Issue #4927, opened 2022-03-25
Missing auth information in tutorial


npostulart:
Going through the tutorial there is a little part missing about implementing the checks for the `hasRole` function inside the `api/src/lib/auth.js` file.

It just works by commenting out lines 58 and 62.

thedavidprice:
looping in @cannikin 

@npostulart would you be able to help with a PR given direction? No pressure, but it would be helpful. Thanks for creating this Issue!

npostulart:
Of course: here you go #4929

cannikin:
Fixed in the redwood-tutorial code!

PR #4929, opened 2022-03-25
Docs: add missing hint to enable role-based access control in tutorial

npostulart:
Adds missing information on enabling the hasRole check in `api/src/lib/auth.js` as stated in #4927

### DIFF
--- a/docs/docs/tutorial/chapter7/rbac.md
+++ b/docs/docs/tutorial/chapter7/rbac.md
@@ -500,7 +500,35 @@ We don't do anything with the actual post data in our tests, so there's no need 
 
 ### Roles on the API Side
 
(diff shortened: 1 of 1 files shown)


cannikin:
Hmm, I thought we already merged a change that removed these comments. @thedavidprice didn't we talk about doing this?

cannikin:
I knew it! Okay @npostulart what version of Redwood were you using when you went through the tutorial? The latest version shouldn't have those functions commented out. See the latest template here: https://github.com/redwoodjs/redwood/blob/main/packages/cli/src/commands/setup/auth/templates/dbAuth.auth.ts.template#L51-L84

cannikin:
Ahhh, that's it! Yeah we've been making changes so quickly it's hard to keep up with what's the latest and what's a couple of versions behind! I opened a new issue for that, thanks!  https://github.com/redwoodjs/redwood-tutorial/issues/31

npostulart:
Will take a look. Thanks for checking out.

Issue #4822, opened 2022-03-18
Github action fails with yarn 3 since bumping to v0.49.1


noire-munich:
We've bumped to v0.49.1 today in an attempt to finally get to yarn 3 - super excited.

Locally it runs very well and caused little troubles to upgrade.

The problem occurs when using a github action.

The workflow, truncated:
```
on:
  push:
    branches:
      - preprod

name: Deploy preprod

env:
  repo_name: ***
  node_version: 16.6.1

jobs:
  deploy:
    name: Deploy
    runs-on: ubuntu-latest
    environment: preproduction

    steps:
      - name: Configure AWS credentials
        uses: aws-actions/configure-aws-credentials@v1
        with:
          aws-access-key-id: ${{ secrets.AWS_ACCESS_KEY_ID }}
          aws-secret-access-key: ${{ secrets.AWS_SECRET_ACCESS_KEY }}
          aws-region: ${{ secrets.AWS_REGION }}

      - name: Login to Amazon ECR
        id: login-ecr
        uses: aws-actions/amazon-ecr-login@v1

      - name: Checkout
        uses: actions/checkout@v2

      - name: Create environment files
        working-directory: aws
        run: |
          yarn

          # Generate ebextensions env file
          node ./generate_preprod_env.js ebextensions > ./.ebextensions/02-envvars.config

          # Generate dotenv file
          node ./generate_preprod_env.js dotenv > ../.env

// the rest is irrelevant
```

++++++++++++++++++++

§ TASK REQUIREMENTS:
Every record above is to be restated exactly as it reads.

§ YOUR RESPONSE:
Issue #4927, opened 2022-03-25
Missing auth information in tutorial


npostulart:
Going through the tutorial there is a little part missing about implementing the checks for the `hasRole` function inside the `api/src/lib/auth.js` file.

It just works by commenting out lines 58 and 62.

thedavidprice:
looping in @cannikin 

@npostulart would you be able to help with a PR given direction? No pressure, but it would be helpful. Thanks for creating this Issue!

npostulart:
Of course: here you go #4929

cannikin:
Fixed in the redwood-tutorial code!

PR #4929, opened 2022-03-25
Docs: add missing hint to enable role-based access control in tutorial

npostulart:
Adds missing information on enabling the hasRole check in `api/src/lib/auth.js` as stated in #4927

### DIFF
--- a/docs/docs/tutorial/chapter7/rbac.md
+++ b/docs/docs/tutorial/chapter7/rbac.md
@@ -500,7 +500,35 @@ We don't do anything with the actual post data in our tests, so there's no need 
 
 ### Roles on the API Side
 
(diff shortened: 1 of 1 files shown)


cannikin:
Hmm, I thought we already merged a change that removed these comments. @thedavidprice didn't we talk about doing this?

cannikin:
I knew it! Okay @npostulart what version of Redwood were you using when you went through the tutorial? The latest version shouldn't have those functions commented out. See the latest template here: https://github.com/redwoodjs/redwood/blob/main/packages/cli/src/commands/setup/auth/templates/dbAuth.auth.ts.template#L51-L84

cannikin:
Ahhh, that's it! Yeah we've been making changes so quickly it's hard to keep up with what's the latest and what's a couple of versions behind! I opened a new issue for that, thanks!  https://github.com/redwoodjs/redwood-tutorial/issues/31

npostulart:
Will take a look. Thanks for checking out.

Issue #4822, opened 2022-03-18
Github action fails with yarn 3 since bumping to v0.49.1


noire-munich:
We've bumped to v0.49.1 today in an attempt to finally get to yarn 3 - super excited.

Locally it runs very well and caused little troubles to upgrade.

The problem occurs when using a github action.

The workflow, truncated:
```
on:
  push:
    branches:
      - preprod

name: Deploy preprod

env:
  repo_name: ***
  node_version: 16.6.1

jobs:
  deploy:
    name: Deploy
    runs-on: ubuntu-latest
    environment: preproduction

    steps:
      - name: Configure AWS credentials
        uses: aws-actions/configure-aws-credentials@v1
        with:
          aws-access-key-id: ${{ secrets.AWS_ACCESS_KEY_ID }}
          aws-secret-access-key: ${{ secrets.AWS_SECRET_ACCESS_KEY }}
          aws-region: ${{ secrets.AWS_REGION }}

      - name: Login to Amazon ECR
        id: login-ecr
        uses: aws-actions/amazon-ecr-login@v1

      - name: Checkout
        uses: actions/checkout@v2

      - name: Create environment files
        working-directory: aws
        run: |
          yarn

          # Generate ebextensions env file
          node ./generate_preprod_env.js ebextensions > ./.ebextensions/02-envvars.config

          # Generate dotenv file
          node ./generate_preprod_env.js dotenv > ../.env

// the rest is irrelevant
```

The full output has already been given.